BSV Schwarz-Weiß Rehden – TSV Havelse (So., 15 Uhr)
Beim 3:5 im wertungslosen Spiel gegen den VfB Lübeck kassierte Rehden am Mittwoch eine Niederlage. Zuvor war der Tabellenzehnte (31) allerdings zu einem 1:0-Erfolg bei Hannover 96 II gekommen. Doch ob der Formanstieg gegen Havelse reicht? Der Tabellenzweite ist wieder dran an Holstein Kiel und wird sich in Rehden sicher von seiner besten Seite zeigen.
SV Meppen – Werder Bremen II (So., 17 Uhr)
Der 3:1-Erfolg in Neumünster verhalf dem SV Meppen (31) zum Sprung auf Platz elf.
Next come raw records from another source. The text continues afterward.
Issue #508, opened 2018-01-18
Remove extra props being passed to components


joshblack:
In our test suite, I noticed a couple of warnings being thrown by React for us passing in extra props to certain components, namely the following:

```bash
 PASS  src/components/Tabs/Tabs-test.js
  ● Console

    console.error node_modules/fbjs/lib/warning.js:33
      Warning: Unknown event handler property `onSelectionChange`. It will be ignored.
          in nav (created by Tabs)
          in div (created by Tabs)
          in Tabs (created by WrapperComponent)
          in WrapperComponent

 PASS  src/components/Tooltip/Tooltip-test.js
  ● Console

    console.error node_modules/fbjs/lib/warning.js:33
      Warning: React does not recognize the `clickToOpen` prop on a DOM element. If you intentionally want it to appear in the DOM as a custom attribute, spell it as lowercase `clicktoopen` instead. If you accidentally passed it from a parent component, remove it from the DOM element.
          in div (created by Tooltip)
          in div (created by FloatingMenu)
          in FloatingMenu (created by Tooltip)
          in div (created by Tooltip)
          in Tooltip (created by WrapperComponent)
          in WrapperComponent
    console.error node_modules/fbjs/lib/warning.js:33
      Warning: Failed prop type: Invalid prop `menuPosition` of type `string` supplied to `FloatingMenu`, expected `object`.
          in FloatingMenu (created by Tooltip)
          in Tooltip (created by WrapperComponent)
          in WrapperComponent

 PASS  src/components/OverflowMenu/OverflowMenu-test.js
  ● Console

    console.error node_modules/fbjs/lib/warning.js:33
      Warning: React does not recognize the `closeMenu` prop on a DOM element. If you intentionally want it to appear in the DOM as a custom attribute, spell it as lowercase `closemenu` instead. If you accidentally passed it from a parent component, remove it from the DOM element.
          in div
          in ul (created by OverflowMenu)
          in div (created by ClickListener)
          in ClickListener (created by OverflowMenu)
          in OverflowMenu (created by WrapperComponent)
          in WrapperComponent
```

This issue is to clean up our usage of these components so the tests don't warn 😄

PR #564, opened 2018-02-01
fix: bug fixes for #508

JMGordon:
Bug fixes for #508.

#### Changelog

**New**

- N/A

**Changed**

- Renamed child prop `closeMenu` to `onClick` in `OverflowMenu`.

- In `Tabs`, removed `onSelectionChange` from the props rest variable to eliminate it being passed into the `nav` element as an event handler. Reworked methods `handleTabClick`, `handleTabKeyDown`, and `handleTabAnchorFocus`, to receive `onSelectionChange` as an argument.

- Changed test `getTriggerPosition` in `Tooltip-test` so that an object is passed to `triggerPosition`, instead of a string.

**Removed**

- N/A

### DIFF
--- a/src/components/Tabs/Tabs.js
+++ b/src/components/Tabs/Tabs.js
@@ -108,7 +108,7 @@ export default class Tabs extends React.Component {
       this.setState({
         selected: index,
       });
-      if (onSelectionChange !== undefined) {
+      if (typeof onSelectionChange === 'function') {
         onSelectionChange(index);
       }
     }
--- a/src/components/Tabs/Tabs.js
+++ b/src/components/Tabs/Tabs.js
@@ -52,43 +52,49 @@ export default class Tabs extends React.Component {
   };
 
   // following functions (handle*) are Props on Tab.js, see Tab.js for parameters
-  handleTabClick = (index, label, evt) => {
-    evt.preventDefault();
-    this.selectTabAt(index);
-    this.setState({
-      dropdownHidden: !this.state.dropdownHidden,
-    });
-  };
-
-  handleTabKeyDown = (index, label, evt) => {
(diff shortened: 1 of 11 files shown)


src/components/Tabs/Tabs.js
```diff
@@ -97,13 +103,13 @@ export default class Tabs extends React.Component {
...
 
-  selectTabAt = index => {
+  selectTabAt = (index, onSelectionChange) => {
     if (this.state.selected !== index) {
       this.setState({
         selected: index,
       });
-      if (this.props.onSelectionChange) {
-        this.props.onSelectionChange(index);
+      if (onSelectionChange !== undefined) {
```
asudoh: Just a little thing - If we’d do more strict check than is-truthy, I’d recommend `typeof f === 'function'`.

src/components/Tooltip/Tooltip-test.js
```diff
@@ -162,19 +162,33 @@ describe('Tooltip', () => {
     });
   });
 
-  describe('getTriggerPosition', () => {
+  describe.skip('getTriggerPosition', () => {
```
asudoh: Is `.skip` here intentional?

asudoh:
Nice fix @JMGordon!

src/components/Tabs/Tabs.js
JMGordon: Good idea. I'll switch out the conditional with the recommended check.

src/components/Tooltip/Tooltip-test.js
JMGordon: Whoops... I forgot to remove the skip. Will remove on next commit.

Der Abstiegssorgen entledigt haben sich die Emsländer damit nicht. Aber es geht etwas entspannter zu. Davon kann bei den Bremern eigentlich keine Rede sein. Nach dem 0:2 in Wolfsburg am Mittwoch steht lediglich ein Sieg aus den vergangenen neun Partien in der Bilanz der Grün-Weißen. Das entspricht nicht den Ansprüchen der Bundesligareserve. Der fünfte Tabellenplatz – er schien vor Wochen bereits sicher – ist wieder in Gefahr geraten.